▶ **What is expected**:
Check every line of the entries for the string "first" and return the ones that contain it.

Records supplied section start

PR #2344, opened 2019-08-06
Adds HTTP client timeout setting

denizzzka:
Fixes https://github.com/vibe-d/vibe.d/issues/1375

### DIFF
--- a/http/vibe/http/client.d
+++ b/http/vibe/http/client.d
@@ -352,12 +352,6 @@ unittest {
 		sw.stop;
 		isThrown = true;
 
-		version(VibeLibasyncDriver)
-		{
-			if(!e.msg.canFind("timeout"))
-				throw e;
-		}
-
 		if(sw.peek > 1.seconds) // request should fail ~immediately
 			throw e;
 	}
@@ -758,7 +752,7 @@ private auto connectTCPWithTimeout(NetworkAddress addr, NetworkAddress bind_addr
 {
 	auto conn = vibe.core.net.connectTCP(addr, bind_address);
 
-	if(timeout != Duration.max)
+	if(isTcpConnectionTimeoutEnabled && timeout != Duration.max)
 		conn.readTimeout = timeout;
 
 	return conn;
--- a/http/vibe/http/client.d
+++ b/http/vibe/http/client.d
@@ -673,7 +673,7 @@ final class HTTPClient {
 
 				NetworkAddress proxyAddr = resolveHost(m_settings.proxyURL.host, m_settings.dnsAddressFamily, use_dns);
 				proxyAddr.port = m_settings.proxyURL.port;
-				m_conn = connectTCP(proxyAddr, m_settings.networkInterface, m_settings.tcpConnectionTimeout);
+				m_conn = connectTCPWithTimeout(proxyAddr, m_settings.networkInterface, m_settings.tcpConnectionTimeout);
 			}
 			else {
 				version(UnixSocket)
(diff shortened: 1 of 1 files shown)


http/vibe/http/client.d
```diff
@@ -363,6 +380,7 @@ final class HTTPClient {
 	*/
 	void connect(string server, ushort port = 80, bool use_tls = false, const(HTTPClientSettings) settings = defaultSettings)
 	{
+		//FIXME: actually this function is not connects, but destroys existing connection
```
s-ludwig: This should be removed. Maybe the method name should eventually be changed to `setConnectionTarget` or something along those lines, but the implementation is working as intended (and it has nothing to do with the other changes). BTW, although it doesn't physically open a TCP connection, "connect" is in line with the BSD socket API when using datagram based sockets, which are in a way similar to a request based protocol like HTTP.

denizzzka: Ok, sure

 It just cost me a bit of time and I decided to pay attention to this fact. I’ll delete it now.

denizzzka:
@s-ludwig I am sorry for distracting you. What do you think about the last commit?

Currently, I’m not ready to go deep into fix of the libasync driver itself. I just want to use vibe-core.

Maybe there are better ideas?

denizzzka:
Wrote everything so that driver users which have timeouts unsupported see that they have such ability - just need to slightly fix this drivers.

denizzzka:
CI tests passed, with the exception of 3 pcs due to network problems on the CI server side

denizzzka:
Still one win32 test failed due to CI side. Can it be restarted?

wilzbach:
Yes. just tried to do so, but it looks like only the whole job can be restarted :/

s-ludwig:
It should be okay to simply document that only vibe-core currently supports connection timeouts and then use `version (Have_vibe_core)` to handle the `tcpConnectionTimeout` setting (leaving it as a normal field and possibly emitting a runtime warning if it is not `Duration.max`). 

BTW, what exactly is the intent of this change, to define the `connect` timeout, a read timeout, or both? I was assuming the first, but currently the second is implemented.

s-ludwig:
@wilzbach They have finally added a `re-run incomplete` action a while ago (which really is `re-run failed`)

denizzzka:
Please restart one failed test if you can?

s-ludwig:
@denizzzka: Even though this has already been merged, can you clarify my last question? This doesn't seem to do what the API states.

Geod24:
The intent is to define a read timeout, so that it can be used with `RestInterfaceClient`

s-ludwig:
Okay, then I'll rename it to "read timeout" to make that clear.

The initial implementation that passed the timeout to `connectTCP` was defining a connect timeout and no read timeout, which added to the confusion.

denizzzka:
> It should be okay to simply document that only vibe-core currently supports connection timeouts and then use version (Have_vibe_core) to handle the tcpConnectionTimeout setting (leaving it as a normal field and possibly emitting a runtime warning if it is not Duration.max).

I do not agree with this proposal, it complicates. My thoughts:
Really I do not know how many drivers are implemented in vibe.d, but I know for sure that only two of them are broken and these two are highlighted by version directives.

If fix will be delayed, but someone wants to add a new driver, then it is better to let him immediately see that he still needs to implement timeouts in order to pass the tests.

> BTW, what exactly is the intent of this change, to define the connect timeout, a read timeout, or both? I was assuming the first, but currently the second is implemented.

Yes, at first I also thought of doing the first, but the second was implemented only. That's right, you can rename it.

denizzzka:
> The intent is to define a read timeout, so that it can be used with RestInterfaceClient

Could there be necessary timeout when write too? Maybe it is need to implement read+write timeout on sockets?

For example, some kind of stuck with write buffers at busied system will not forces more and more new connections to be created and then wait endlessly for write to it?

s-ludwig:
I've opened a PR that addresses by concerns and also introduces a "connect" timeout: #2347

W.r.t. making the timeout a constant on buggy driver implementation vs. emitting a runtime warning - making it a constant would require application developers to make very unobvious compile time switches if they still want to be able to compile against one of those drivers. This would go against the basic idea of providing a uniform API across platforms. We are also talking about a feature that is usually non-critical, and the runtime warning that gets emitted for every connection should also be very noticable.

Agreed about adding a configurable write timeout. Both, read and write timeouts should also be reviewed in terms of their semantics (does the full operation time out, or the time until *some* data arrives or gets sent).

Records supplied section end

▶ **Task response**:
BTW, what exactly is the intent of this change, to define the `connect` timeout, a read timeout, or both? I was assuming the first, but currently the second is implemented.
> BTW, what exactly is the intent of this change, to define the connect timeout, a read timeout, or both? I was assuming the first, but currently the second is implemented.
Yes, at first I also thought of doing the first, but the second was implemented only. That's right, you can rename it.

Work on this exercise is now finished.